Jornada Roa de Bará-Calafat de Mar 33 millas de la revuelta
Previsión: a primera hora nada de viento, a partir de las 13:00 horas tendremos hasta 12 nudos por la amura, que se irán a la proa a partir de las 17:00
Zarpamos a las 9:15 y sacamos mayor, sin quitar motor salimos un par de millas al mar para ver si hay alguna brisa. La brisa es mínima, aún así todo, paramos motor y nos quedamos a la deriva.
Cuando estamos a 2 millas del cabo de Gros en Torredembarra, parece que sube un poco el viento, sacamos génova y nos empuja a casi 2 nudos, como para derrapar, paciencia



.
Hoy por la mañana Javier el cofrade Platazul me manda un mensaje, diciéndome que en L’Ametlla hoy hay una encuentro de vela latina. Así que llamamos por teléfono, para comprobar si podemos reservar atraque para esta noche y nos dicen que tienen todo ocupado, que llamemos más tarde. Llamamos al puerto de Calafat, nos dicen que tienen sitio y nos dan el precio de 30,7€. Dejamos hecha la reserva y nos asignan atraque. Así que improvisamos y cambiamos la ruta a Calafat
Cuando estamos a 5 millas de Tarragona, el viento a subido hasta los 10-11 nudos por la amura, empujándonos hasta los 4,5kn, casi a rumbo directo y un par de millas más adelante sube hasta 12-13 y nosotros superamos los 5 nudos.
Cuando pasamos el cabo de Salou, nos están entrando 18-20 kn y empieza a entrar la ola de viento, que nos frena. Ponemos dos rizos y seguimos ciñendo a rumbo casi directo a 4,5 nudos.
Cuando toca la hora de preparar la comida, abrimos mayor, para quitar escora. No queremos que algún utensilio o persona salgan lanzados.

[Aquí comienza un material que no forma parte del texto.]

PR #2643, opened 2024-05-06
fix: better handle some unexpected None values

infinitewarp:
Some possible "fixes" inspired by @bruno-fs's recent findings [documented here](https://docs.google.com/document/d/1wwZDHXa1dD_0UeP-fWg1lLR7MeIT5GpzUUdrmWTjrSk/edit).

These changes do not fix the underlying problems of missing data. They only improve handling of bad data so we don't crash out with unhandled exceptions.

Also, this diff grew a lot because I needed to touch `test_scantask` but I also needed to convert it from unittest style to pytest. If might help to review the commits one at a time.

### DIFF
--- a/quipucords/tests/api/scantask/test_scantask.py
+++ b/quipucords/tests/api/scantask/test_scantask.py
@@ -1,11 +1,9 @@
-"""Test the API application."""
+"""Test the ScanTask model and serializer."""
 
 from datetime import datetime
 from unittest.mock import patch
 
 import pytest
-from django.core import management
-from django.test import TestCase
 
 from api import messages
 from api.inspectresult.model import InspectResult, RawFact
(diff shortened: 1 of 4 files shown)


bruno-fs (approved):

quipucords/tests/api/scantask/test_scantask.py
```diff
@@ -47,202 +48,195 @@ def scan_job(scan: Scan) -> ScanJob:
...
+        [
+            ScanTask.status_restart,
+            ScanTask.PENDING,
+            messages.ST_STATUS_MSG_RESTARTED,
+            False,
+            False,
+        ],
+        [
+            ScanTask.status_pause,
+            ScanTask.PAUSED,
```
bruno-fs, line 96: mmmm we still need some PAUSE/RESTART cleanup.

(not that this needs to be done in this PR. just thinking out loud...)

quipucords/tests/api/scantask/test_scantask.py
```diff
@@ -47,202 +48,195 @@ def scan_job(scan: Scan) -> ScanJob:
...
-        task_instance_b = ScanTask.objects.get(id=task_instance_a.id)
+    assert 0 == task_instance_a.systems_count
+    assert 0 == task_instance_b.systems_count
 
-        assert 0 == task_instance_a.systems_count
-        assert 0 == task_instance_b.systems_count
+    with (
+        patch.object(task_instance_a, "refresh_from_db"),
+        patch.object(task_instance_b, "refresh_from_db"),
+    ):
```
bruno-fs, line 205: I can see the original code had this patch, but do you know why? seems unnecessary 🤔

bruno-fs (approved):

quipucords/tests/api/scantask/test_scantask.py
infinitewarp: I thought about that when I saw this, too, but I didn't want to scope creep here today. The old tests tested pause/restart. So, the new tests do too.

quipucords/tests/api/scantask/test_scantask.py
infinitewarp: No clue. I didn't dig into that, but let me see what happens if I yank them out…

infinitewarp: Oh. Well, there's this old docstring above it:

>    This is a special case test to help ensure that increment_stats is thread-safe.
>    We patch `refresh_from_db` with a mock object here because we don't want the
>    underlying functionality to rely on `refresh_from_db` completing immediately
>    before the update/save.

The test still passes when I commented out the patches and deindented the code it wrapped, but I'll just leave it like this. I don't feel like this is a _good_ test, but I'll dodge and say I'm trying to minimize scope creep. 🤷

infinitewarp: LOL I thought that writing style looked familiar. Guess who is on the blame for the original lines? 😅 https://github.com/quipucords/quipucords/commit/c21e53f6df4afe2bf3cde90f092abe0099d97c71

bruno-fs: lol

this caught my attention because, even though mocked, we still call the method anyways. Which is extremely counter intuitive to me. Looks like we are doing nothing when calling `refresh_from_db` later, so why do it?

infinitewarp: OH! I think I understand what I intended when I wrote that, and I think it still makes sense. `increment_stats` internally calls `refresh_from_db`. This test tries to simulate conditions of parallelism without actually running things in parallel. If you have two different instances of an object that both point to the same underlying database record, and you call `increment_stats` of each of them independently but around the same time, the underlying stats counter in the DB _should_ go from `0` to `2`. The code that existed _before_ I introduced a fix with that test was not thread-safe for cases like this, and the counter in the DB would go from `0` to only `1`, not the correct `2`.

The reason I mocked out `refresh_from_db` was to guarantee that the instances don't refresh their local copies of the underlying data until they've both completed their saves. If the second instance had refreshed its data before saving, then the simulated parallelism conditions would be invalid as the second might have "fixed" its in-memory counter to `1` when in a real parallel call it would still be `0`.

So, I believe the test should remain. I hope that clears it up a bit. 🙂

PR #2647, opened 2024-05-07
refactor: move jboss roles to the end because they seem to be problematic…

infinitewarp:
…, and we want to minimize their disruption to other roles

Relates to JIRA: DISCOVERY-676
https://issues.redhat.com/browse/DISCOVERY-676

### DIFF
--- a/quipucords/scanner/network/runner/inspect.yml
+++ b/quipucords/scanner/network/runner/inspect.yml
@@ -14,11 +14,6 @@
     - cloud_provider
     - etc_release
     - file_contents
-    - jboss_eap
-    - jboss_eap5
-    - jboss_fuse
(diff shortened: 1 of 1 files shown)


bruno-fs:
Don't need to be done in this PR, but I'd like to shuffle a few more things.

Move the following roles to the bottom as well, right before middleware:
- user_data (actually, I'd like to 🪓 this, but it can wait)
- redhat_packages
- file_contents

infinitewarp:
Closing because these changes already landed in `release/1.7` via https://github.com/quipucords/quipucords/pull/2648 and will be ported to `main` via https://github.com/quipucords/quipucords/pull/2653.

PR #2654, opened 2024-05-08
refactor: upgrade to pyvmomi "^8.0.2"

infinitewarp:
This change also shrinks some needlessly complex code in our `vcenter_connect` function, converts an old unittest test to pytest, and expands that test to cover some previously untested conditions.


quipucords/scanner/vcenter/utils.py
```diff
@@ -15,41 +15,30 @@ def vcenter_connect(scan_task):
...
-    elif ssl_protocol is None and ssl_cert_verify is None:
-        vcenter = SmartConnect(host=host, user=user, pwd=password, port=port)
-    else:
-        ssl_context = None
-        if ssl_protocol is None:
-            ssl_context = ssl.SSLContext(protocol=ssl.PROTOCOL_SSLv23)
-        else:
-            ssl_context = ssl.SSLContext(protocol=ssl_protocol)
+        smart_connect_kwargs["disableSslCertValidation"] = True
+    elif not (ssl_protocol is None and ssl_cert_verify is None):
```
abellotti, line 33: would this be the same?  `elif ssl_protocol is True or ssl_vert_verify is True:`  

just a little easier to read.

infinitewarp: That might be easier to read, yes, but it's not logically equivalent to the original logic which specifically checks `is None`, and it looks like these values really could be truthy, falsy, or `None` under different circumstances. The underlying `Source` model where these values came from has both fields defined with `null=True`, and I'm assuming there is some reason for differentiating `False` (`ssl_vert_verify` is a bool) and "empty string" (`ssl_protocol` is a string) from `None`. 😕 

Although I rearranged the code here, my intent was to preserve all of the original logic, whether I liked and agreed with it or not.

abellotti: Gotcha, ya, confusing I didn't set that value vs I set that value to False case, ugg.

Thanks for the recap, when my brains sees not(false and false and false), I always think the other way :)

abellotti (approved):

Cuando acabamos de comer, cazamos escota y seguimos a ritmo, rumbo a Calafat .
El viento cada vez es más fuerte, cuando nos faltan 9 millas para Calafat aparece el 22 en el anemómetro y además se va a la proa. Ya no podemos hacer rumbo directo, tenemos que dar bordos.
A las 19:30 estamos delante del puerto quitando velas. Llamamos por el 9 y nos dice el marinero que le tenemos que dar 10 minutos, que estaba ayudando a otro barco, así que ponemos el motor al tan-tan y poco a poco vamos entrando en el puerto. Cuando hemos sobrepasado la roja y la verde, nos llama el marinero por la emisora y nos dice que está en el pantalán de espera, nos ayuda a amarrar y nos dice que si queremos nos podemos quedar allí mismo, aceptamos y el mismo nos hace el cheking.
Cenamos en la bañera y después de escribir estas líneas tendré el sueño reparador.
Resumiendo, jornada cómoda hasta Salou, donde la escora empieza a ser incómoda y sobre todo en las 9 últimas millas, donde hemos tenido que hacer varios bordos. Pero una vez más podemos decir eso “de puerto a puerto a vela y tiro porque me lleva el viento”.